[Assigned task]: Filter the entries below down to the lines that hold "changes".
━━━ Exercise data ━━━
PR #615, opened 2018-10-24
package: upgrade dependencies

targos:
I did not upgrade to `winston` 3 here because it has big breaking changes.

Summary of semver-major changes:

- strip-ansi:
  - drops Node 4
- yargs:
  - drops Node 4
  - whitespace changes in help output
  - Options absent from argv (not set via CLI argument) are now absent from the parsed result object rather than being set with undefined
- eslint:
  - drops Node 4
  - new rules in eslint:recommended
  - some default options in rules changed
- tap
  - Breaking change to support deep matching and pattern matching of objects in Set collections

- [x] `npm test` passes


targos:
@nodejs/citgm

targos:
Failures are unrelated. I opened https://github.com/nodejs/build/issues/1548 and https://github.com/nodejs/build/issues/1549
━━━
[Finished exercise]:
I did not upgrade to `winston` 3 here because it has big breaking changes.
Summary of semver-major changes:
  - whitespace changes in help output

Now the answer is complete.